Neurological complications of COVID-19 are common – even in moderate cases of the disease

COVID-19 can lead to a wide range of neurological complications, including stroke, seizures, movement disorders, inflammatory diseases and more, even in moderate cases, according to a new study published in the online December 9, 2020 issue. Neurology® Clinical Practice, an official journal of the American Academy of Neurology.

“We looked at people with neurological symptoms and COVID in a racially and socioeconomically diverse hospital and found that there are a wide range of neurological complications – including inflammatory complications, stroke and other vascular conditions, metabolic problems, exacerbation of underlying include neurological conditions and more, “the study said. author Pria Anand, MD of Boston University School of Medicine in Massachusetts and a member of the American Academy of Neurology. “Yet the majority of these people did not need critical care, suggesting that neurological complications may be common in people with moderate COVID-19 as well as in people with serious illnesses.”

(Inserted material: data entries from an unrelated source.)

PR #15225, opened 2023-03-13
Spotinst: Setting the VNG Size Limits in Launch Spec

IdanShohamNetApp:
This PR adds setting support for VNG size limits in launch spec.


hakman:
Thanks for contributing this change @IdanShohamNetApp.
Could you squash the commits and rebase? https://github.com/kubernetes/kops/pull/15225#issuecomment-1466242436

The study involved 74 people who tested positive for COVID-19 between April 15 and July 1, 2020 and who were evaluated for various neurological conditions in a large hospital in Boston, Massachusetts. The average age was 64. A total of 47 people had a neurological disease in the past.

At the time of hospitalization, 18 people had strokes, 15 had seizures and 26 people had some kind of brain dysfunction causing confusion and delirium. Seven people had movement disorders, including five people with myoclonus, which involved sudden, short twitches of the muscles. Three people had traumatic brain injuries due to falls in their homes after the development of COVID-19. One person had signs of developing autoimmune encephalitis, a rare, complicated disease where the body’s immune system attacks itself, but these symptoms improved after the person received corticosteroids.

Ten people died in hospital. The people who survived, on average, had moderate to severe disability at the time of leaving the hospital, compared with mild disability before their hospitalization. A total of 27 people were able to return home with or without home health services, 20 went to competent nursing homes, including 11 who previously lived at home, and nine went to acute rehabilitation centers, including eight who lived at home. . Three people were taken to long-term care for acute care and five people were admitted to hospital, either at home or as an inpatient.

“More research is needed to fully understand the extent of neurological complications associated with COVID-19 infection,” Anand said. ‘In addition, our study included a large percentage of people from subordinate racial and ethnic groups and we know that COVID-19 excessively affects these populations, but our study did not include enough people and enough people affected by each neurological condition to any relationships between factors such as race and ethnicity, access to health care and housing and the neurological outcomes of people. We plan to conduct additional studies to determine what factors may influence people for neurological complications or to protect them against these complications, with the aim of using the results to identify people at greatest risk and to seek prevention methods. ”

A limitation of the study was that some people with neurological complications were not evaluated by neurology or neurocritical care, and therefore were not included in the analysis. This could include people with mild neurological symptoms, as well as critically ill patients who have received a limited neurological examination.

Reference: December 9, 2020, Neurological clinical practice.

The study was supported by the Grinspoon Junior Faculty Research Grant.